Posted by: John-Michael | April 10, 2008 7:53 PM

"I do not seriously expect Barack to hold to that plan. I think the gravity of reality will preclude any such decision once someone is actually sitting in the big chair."

Concur on all points above. Re: Obama, I believe is a very intelligent man, as well as a gifted politician. I believe that if he is elected, he will pull a substantial amount of troops, at least 100,000, but will leave a substantial Special Ops and internal defense training force for the foreseeable future. I am just dying to hear what his justification will be.


"We saw the country starting to slip into civil war"

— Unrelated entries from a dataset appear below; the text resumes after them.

Issue #478, opened 2019-11-12
use performance observer to capture new metric types


vigneshshanmugam:
Most of the new metrics available in the browser is supported only via the new [Performance Observer API](https://developer.mozilla.org/en-US/docs/Web/API/PerformanceObserver)

We should ideally use that moving forward and use the old way for non supported browsers. 

```js
// old way
const entries = perf.getEntriesByType('paint')

// new way
const observer = new PerformanceObserver(list => {
  const entries = list.getEntries()
})
observer.observe({ entryTypes: ['paint'] })
```

Some of the metrics that are only available in the new API are
+ Long tasks
+ LCP(Largest Contentful Paint)
+ Element timings

### Pending tasks
+ [x] Implementation of PerformanceObserver, capturing longtasks
+ [x] Longtask Config
+ [x] Add docs about Longtasks and how to interpret them in the UI

PR #581, opened 2020-01-23
feat(rum-core): capture long tasks and lcp using performance observer

### LINKED ISSUE #376: add support for Largest Contentful Paint(LCP) in timeline
+ Add support for LCP in addition to the already available marks as part of the page-load transaction. https://github.com/elastic/apm-agent-rum-js/blob/c743f701a1cd65104612461fd19f36faceba5ed4/packages/rum-core/src/common/utils.js#L384-L399

Spec draft - https://wicg.github.io/largest-contentful-paint/
Blog post - https://web.dev/largest-contentful-paint/
Available from chrome 77

vigneshshanmugam:
+ fix #376 
+ Introduces **Performance Observer** to capture `Longtask` and `Largest contentful paint` during transaction lifetime. 
Screenshot 2020-01-27 at 12 21 47

+ LCP is added as a mark whereas `Longtasks` are created as spans to associate them in the breakdowns which provides a overview of how much time it spent on doing long tasks.
Screenshot 2020-01-27 at 12 21 24

### DIFF
--- a/packages/rum-core/src/performance-monitoring/capture-navigation.js
+++ b/packages/rum-core/src/performance-monitoring/capture-navigation.js
@@ -34,7 +34,11 @@ import {
   MEASURE,
   FIRST_CONTENTFUL_PAINT
 } from '../common/constants'
-import { stripQueryStringFromUrl, PERF, isPTSupported } from '../common/utils'
+import {
+  stripQueryStringFromUrl,
+  PERF,
+  isPerfTimelineSupported
+} from '../common/utils'
 
 /**
  * Navigation Timing Spans
@@ -245,18 +249,19 @@ function getNavigationTimingMarks() {
 }
 
 /**
- * Paint Timing Metrics that is available during page load
- * `first-paint` and `first-contentful-paint`
- * https://www.w3.org/TR/paint-timing/
+ * Get the `first-contentful-paint` metric that is available during
+ * page-load using the Paint Timing Metrics API
+ * SPEC - https://www.w3.org/TR/paint-timing/
  */
 function getFirstContentfulPaint() {
   let fcp
-  if (isPTSupported()) {
+  if (isPerfTimelineSupported()) {
     const entries = PERF.getEntriesByType(PAINT)
     if (entries.length > 0) {
       const timing = PERF.timing
       /**
-       * To avoid capturing the unload event handler effect in paint timings
+       * To avoid capturing the unload event handler effect
+       * as part of the transaction duration
        */
       const unloadDiff = timing.fetchStart - timing.navigationStart
       const fcpEntry = entries.filter(
@@ -344,7 +349,7 @@ function captureNavigation(transaction) {
     transaction.addMarks(getPageLoadMarks())
   }
 
-  if (isPTSupported()) {
+  if (isPerfTimelineSupported()) {
     const trStart = transaction._start
     /**
      * Capture resource timing information as spans
--- a/packages/rum-core/src/performance-monitoring/capture-navigation.js
+++ b/packages/rum-core/src/performance-monitoring/capture-navigation.js
@@ -28,9 +28,13 @@ import {
   RESOURCE_INITIATOR_TYPES,
   MAX_SPAN_DURATION,
   USER_TIMING_THRESHOLD,
-  PAGE_LOAD
+  PAGE_LOAD,
+  PAINT,
+  RESOURCE,
+  MEASURE,
+  FIRST_CONTENTFUL_PAINT
 } from '../common/constants'
-import { stripQueryStringFromUrl, getPageLoadMarks } from '../common/utils'
+import { stripQueryStringFromUrl, PERF, isPTSupported } from '../common/utils'
 
 /**
  * Navigation Timing Spans
@@ -208,6 +212,80 @@ function getApiSpanNames({ spans }) {
   return apiCalls
 }
 
+const navigationTimingKeys = [
+  'fetchStart',
+  'domainLookupStart',
+  'domainLookupEnd',
+  'connectStart',
+  'connectEnd',
+  'secureConnectionStart',
+  'requestStart',
+  'responseStart',
+  'responseEnd',
+  'domLoading',
+  'domInteractive',
+  'domContentLoadedEventStart',
+  'domContentLoadedEventEnd',
+  'domComplete',
+  'loadEventStart',
+  'loadEventEnd'
+]
+
+function getNavigationTimingMarks() {
+  const timing = PERF.timing
+  const fetchStart = timing.fetchStart
+  const marks = {}
+  navigationTimingKeys.forEach(function(timingKey) {
+    const m = timing[timingKey]
+    if (m && m >= fetchStart) {
+      marks[timingKey] = m - fetchStart
+    }
+  })
+  return marks
+}
+
+/**
+ * Paint Timing Metrics that is available during page load
+ * `first-paint` and `first-contentful-paint`
+ * https://www.w3.org/TR/paint-timing/
+ */
+function getFirstContentfulPaint() {
+  let fcp
+  if (isPTSupported()) {
+    const entries = PERF.getEntriesByType(PAINT)
+    if (entries.length > 0) {
+      const timing = PERF.timing
+      /**
+       * To avoid capturing the unload event handler effect in paint timings
+       */
+      const unloadDiff = timing.fetchStart - timing.navigationStart
+      const fcpEntry = entries.filter(
+        entry => entry.name === FIRST_CONTENTFUL_PAINT
+      )
+      const { startTime } = fcpEntry[0]
+      fcp = unloadDiff >= 0 ? startTime - unloadDiff : startTime
+    }
+  }
+  return fcp
+}
+
+function getPageLoadMarks() {
+  const marks = getNavigationTimingMarks()
+  const agent = {
+    timeToFirstByte: marks.responseStart,
+    domInteractive: marks.domInteractive,
+    domComplete: marks.domComplete
+  }
+  const fcp = getFirstContentfulPaint()
+  if (fcp) {
+    agent.firstContentfulPaint = fcp
+  }
+  return {
+    navigationTiming: marks,
+    agent
+  }
+}
+
 function captureNavigation(transaction) {
   /**
    * Do not capture timing related information when the
@@ -218,7 +296,6 @@ function captureNavigation(transaction) {
     return
   }
 
-  const perf = window.performance
   /**
    * Both start and end threshold decides if a span must be
    * captured as part of the transaction
@@ -246,7 +323,7 @@ function captureNavigation(transaction) {
     const trStart = 0
     transaction._start = trStart
 
-    const timings = perf.timing
+    const timings = PERF.timing
     createNavigationTimingSpans(
       timings,
       timings.fetchStart,
@@ -267,12 +344,12 @@ function captureNavigation(transaction) {
     transaction.addMarks(getPageLoadMarks())
   }
 
-  if (typeof perf.getEntriesByType === 'function') {
+  if (isPTSupported()) {
     const trStart = transaction._start
     /**
      * Capture resource timing information as spans
      */
-    const resourceEntries = perf.getEntriesByType('resource')
+    const resourceEntries = PERF.getEntriesByType(RESOURCE)
     const apiCalls = getApiSpanNames(transaction)
 
     createResourceTimingSpans(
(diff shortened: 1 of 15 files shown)


packages/rum-core/src/performance-monitoring/perf-entry-recorder.js
```diff
@@ -0,0 +1,132 @@
...
+  LARGEST_CONTENTFUL_PAINT,
+  PAGE_LOAD
+} from '../common/constants'
+import { noop } from '../common/utils'
+import Span from './span'
+
+/**
+ * Create Spans for the long task entries
+ *
+ * TODO: Make use of the long task attribution data
```
vigneshshanmugam: currently even if we add it to the context, it wont be any help to the user since the UI does not make use of it. We can add this later.

packages/rum-core/src/performance-monitoring/perf-entry-recorder.js
```diff
@@ -0,0 +1,132 @@
...
+     */
+    try {
+      /**
+       * Except longtasks other entries support buffered
+       * performance entries
+       */
+      if (type === PAGE_LOAD) {
+        this.po.observe({ type: LARGEST_CONTENTFUL_PAINT, buffered: true })
+      }
+      this.po.observe({ type: LONG_TASK })
```
jahtalab: The correct signature is`observe({entryTypes:[LONG_TASK]})` . These seems to work as well, but it's better to follow the docs. Is there any reason you're using this?

packages/rum-core/src/performance-monitoring/perf-entry-recorder.js
```diff
@@ -0,0 +1,132 @@
...
+     * Safari throws an error when PerformanceObserver is
+     * observed for unknown entry types
+     */
+    try {
+      /**
+       * Except longtasks other entries support buffered
+       * performance entries
+       */
+      if (type === PAGE_LOAD) {
+        this.po.observe({ type: LARGEST_CONTENTFUL_PAINT, buffered: true })
```
jahtalab: Would you please mentioned that the largest contentfull paint is not official and reference the drafts: https://wicg.github.io/largest-contentful-paint/

Also, maybe mention that we use `buffered:true` to capture these events if the happened before calling observe.

packages/rum-core/src/performance-monitoring/capture-navigation.js
```diff
@@ -208,6 +212,80 @@ function getApiSpanNames({ spans }) {
...
+  let fcp
+  if (isPTSupported()) {
+    const entries = PERF.getEntriesByType(PAINT)
+    if (entries.length > 0) {
+      const timing = PERF.timing
+      /**
+       * To avoid capturing the unload event handler effect in paint timings
+       */
+      const unloadDiff = timing.fetchStart - timing.navigationStart
+      const fcpEntry = entries.filter(
```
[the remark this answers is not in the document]
vigneshshanmugam: you mean array.find? or move this to utils and call it as find?

packages/rum-core/src/performance-monitoring/perf-entry-recorder.js
vigneshshanmugam: type: LONG_TASK super seeds the entryTypes proposal and also entryTypes does not allow buffered flag. since everything is chrome only at the moment, we can as well use the singular form instead of passing in multiple fields. I will add a comment.

vigneshshanmugam:
@jahtalab 
>A lot of the refactoring done in this PR are not necessarily related to the main feature. I think we should avoid mixing too many changes into a single PR. This also makes it faster to get feedback and merge.

I will try to keep them separate going forward. But it was basically to move a check to util and push entry types as constants

> Is there any other type of information we can make available in the long task spans, currently it seems that it would be hard to actually find out what is happing during the long task.

We would not be able to associate to the users code since we would need stack trace of the current running code during long task to associate. I have added a TODO for now in the code to explore it more

> Instead of the approach taken here can we observe the events when the agent inits and create spans on the current transaction as they come along? This approach seems simpler to me since we don't need to listen for transaction events and only check if the current transaction exist

I thought about this before and the approach feels less flexible 
 + We would be observing eagerly than lazily -> What i mean here is we would observe and discard if there is no currently running transaction instead of starting/stopping when required. 
+ Perf observer for long tasks has performance cost associated with it and that is one of the reasons why buffered flag is not supported for now. Having an ability to start/disconnect provides a bandage instead of keeping the observer in always on mode. 
+ We would be working with every-growing perf entry buffer instead of start/stop during transaction lifetime. And I cannot think of a place where would we disconnect if we go with the mentioned approach. 

I am happy to hear your thoughts on why you want to move way from transaction events. 

>We should also consider adding long tasks only for managed transactions

Good point, I will use the captureTimings flag to do this.

packages/rum-core/src/performance-monitoring/capture-navigation.js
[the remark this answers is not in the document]
vigneshshanmugam: It is supported even in IE9 https://developer.mozilla.org/en-US/docs/Web/JavaScript/Reference/Global_Objects/Array/filter, I don't think its required to create an util for this use case.

vigneshshanmugam:
Notes for reviewers.  

+ Longtasks buffered flag will be shipped in Chrome 81
+ Code that is causing the long tasks will be hard to measure using RUM as the attribution data does not give us the stack trace. We can do it only for Synthetic tests where we can get the trace data from chrome. 
+ We can enable the long tasks capturing behind a flag and link users to the actual document on what could have caused it. Helps users who have not heard about long tasks yet.

packages/rum-core/src/performance-monitoring/perf-entry-recorder.js
jahtalab: We will add this as comments!

jahtalab:
Had a meeting with @vigneshshanmugam :
* We will add the documentation in a separate PR. we should document longtasks and explain self and unknonw and also some hints about how to debug these spans.
* We decided to add references to the w3c spec in the code: https://w3c.github.io/longtasks/
* We also discussed the approach taken here.

vigneshshanmugam:
@jahtalab I have updated the code with more description on spec and other issues that I have encountered. Also made use of the longtask attribution data which could give some clue on what was the culprit.

packages/rum-core/src/performance-monitoring/perf-entry-recorder.js
```diff
@@ -0,0 +1,209 @@
...
+    }
+
+    span.end(end)
+
+    longTaskSpans.push(span)
+  }
+  return longTaskSpans
+}
+
+export function onPerformanceEntry(list, transaction) {
```
jahtalab: nit: use a more descriptive name here, like `capturePerformanceEntries`

packages/rum-core/src/performance-monitoring/perf-entry-recorder.js
```diff
@@ -0,0 +1,209 @@
...
+ */
+function isManaged(transaction) {
+  return transaction.captureTimings
+}
+
+/**
+ * Checks whether the give transaction is a page load transaction
+ */
+function isPageLoadTransaction(transaction) {
+  return transaction.type === PAGE_LOAD
```
jahtalab: Can we avoid having these transaction type conditions here? the reason is that having these conditions all over the code makes it hard to figure out what is captured for a particular transaction. we should keep the special cases in the Transaction service as much as possible.

vigneshshanmugam:
We had a discussion and decided on few things
+ Going to move around the stop and start logic inside transaction-service as events could be triggered by other transactions and spans would be captured incorrectly. 
+ move transaction specific details from the performance recorder and let transaction service handle it. 
+ add tests to make sure the events are in order.

packages/rum-core/src/performance-monitoring/perf-entry-recorder.js
```diff
@@ -0,0 +1,188 @@
...
+  for (let i = 0; i < longtasks.length; i++) {
+    /**
+     * name of the long task can be any one of the type listed here
+     * depeding on the origin of the longtask
+     * https://w3c.github.io/longtasks/#sec-PerformanceLongTaskTiming
+     */
+    const { name, startTime, duration, attribution } = longtasks[i]
+    const end = startTime + duration
+    const kind = LONG_TASK
+    const span = new Span(`Longtask(${name})`, kind, { startTime })
```
jahtalab: can `name` ever be undefined?

packages/rum-core/test/performance-monitoring/transaction-service.spec.js
```diff
@@ -691,4 +695,62 @@ describe('TransactionService', function() {
...
+
+    it('should start/stop performance recorder for managed transaction', async () => {
+      const pageLoadTr = trService.startTransaction('test', PAGE_LOAD, {
+        managed: true
+      })
+      expect(startSpy).toHaveBeenCalledTimes(2)
+      expect(startSpy.calls.allArgs()).toEqual([
+        ['largest-contentful-paint'],
+        ['longtask']
+      ])
```
jahtalab: Good call to check the args 👍

packages/rum-core/test/performance-monitoring/transaction-service.spec.js
```diff
@@ -691,4 +695,62 @@ describe('TransactionService', function() {
     tr = transactionService.getCurrentTransaction()
     expect(tr.type).toBe('page-load')
   })
+
+  describe('performance entry recorder', () => {
```
jahtalab: Maybe another test for the scenario if `startTransaction` is called when another non-reusable transaction already running. This would cover the scenario of making sure that `stop` is called before the `start` for the new transaction.

packages/rum-core/test/common/utils.spec.js
```diff
@@ -70,19 +70,6 @@ describe('lib/utils', function() {
...
-    expect(marks.fetchStart).toBeGreaterThanOrEqual(0)
-    expect(marks.domInteractive).toBeGreaterThanOrEqual(0)
-    expect(marks.domComplete).toBeGreaterThanOrEqual(0)
-    expect(marks.loadEventEnd).toBeGreaterThanOrEqual(0)
-  })
-
-  it('should getPaintTimingMarks', function() {
-    var marks = utils.getPaintTimingMarks()
-    expect(marks).toEqual({})
-  })
```
jahtalab: Did you mean to move these tests? or do you think they are not necessary anymore?

Maybe we should replace these with some improved tests, WDYT?

packages/rum-core/src/performance-monitoring/perf-entry-recorder.js
vigneshshanmugam: it defaults to `unknown`, so not really.

packages/rum-core/test/common/utils.spec.js
vigneshshanmugam: we already have the test for FCP and agent marks in captureNavigation. Having this test doesn't provide any value and we have to expose that function just for the tests, so removed it.

packages/rum-core/test/performance-monitoring/transaction-service.spec.js
vigneshshanmugam: Yeah sounds good, will add it.

packages/rum-core/src/performance-monitoring/perf-entry-recorder.js
```diff
@@ -0,0 +1,188 @@
...
+
+  for (let i = 0; i < longtasks.length; i++) {
+    /**
+     * name of the long task can be any one of the type listed here
+     * depeding on the origin of the longtask
+     * https://w3c.github.io/longtasks/#sec-PerformanceLongTaskTiming
+     */
+    const { name, startTime, duration, attribution } = longtasks[i]
+    const end = startTime + duration
+    const kind = LONG_TASK
```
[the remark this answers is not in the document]
vigneshshanmugam: I am also not sure though, We would need like a generic one something like `browser-events`. then we can simply group them all in to this category instead of expanded ones currently like `hard-navigation`, `resource`, `measure` and so on.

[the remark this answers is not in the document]
vigneshshanmugam: The reason why I did not put it as `app` is also because these can come from third party scripts and also ad's. Just FYI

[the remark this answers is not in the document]
jahtalab: I think `longtask` is too specific, we probably should group these kind of spans under something like `browser-metric` or `perf-metric`. These are generic enough that we can use them for spans that don't fit into other kinds.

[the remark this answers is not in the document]
vigneshshanmugam: i remember it now, the reason why it is `longtask` was because we calculate breakdowns based on span type and having them as longtasks would give an advantage to user that % of transaction is spent on long tasks vs if we use `browser-metric or events` its not super helpful. WDYT?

This did not happen in Late 06, early 07 as you suggested. I warned my chain of command of the pending civil (sectarian) war back in 2004, and again in 2005, and I watched it with my own eyes come to fruition in East Baghdad in early 2006. This scenario was not a surprise to anyone except those who only hear what they want to hear.

Posted by: bg | April 11, 2008 7:50 AM

It's hard to imagine any justification for us still being in Iraq 10, or even 5-6, years from now. There hasn't been a single development to give the slightest indication that we'll ever leave behind a "stable, peaceful, democratic" Iraq when we end our matter how long we might stay. How is that possibly supposed to happen...just through wishful thinking and hoping? Even Petraeus and Crocker didn't have the slightest idea. The "surge" has indeed reduced the level of 2005 levels, as I understand it, though the violence has of course increased again lately. The Iraqis have shown little or no inclination to achieve national "reconciliation"...the various parties are much more interested in protecting their own turf and influence and fighting over wealth. Our occupation has just been a neon-lighted recruiting poster for insurgents, and it always will be. It's also interesting that Iran seems to get more respect in Iraq than we do...their president was greeted openly and warmly, while our president and other senior officials sneak in to visit.
Why Iraq could even remotely be considered worth thousands of American lives, hundreds of thousands of Iraqi lives, and trillions of our dollars completely escapes me -- and I spent 40 years in the US intelligence community. We've already "won" in Iraq...we removed Saddam Husayn and "eliminated" his WMD -- well, we would have if.... Those were the original goals, so we've "won" on those issues. Hopefully, the next president will listen to the views of the American people (supposedly, we have a government "of the people, by the people, and for the people"...though Cheney clearly doesn't believe it) and do everything possible to remove our troops from Iraq rapidly, and end the folly and the complete waste of lives (American and Iraqi) and significant resources.

Posted by: Rigged | April 11, 2008 12:35 PM

Re the administration and their leadership in Iraq - one needs to analyze closely what it means to "win" in a conflict such as that in Iraq. If it means decimating the population, does that not indeed qualify for the ultimate Pyrrhic victory in favor of democracy? And does that then constitute true democracy? Do we have any idea what we are doing, or what the "end game" is?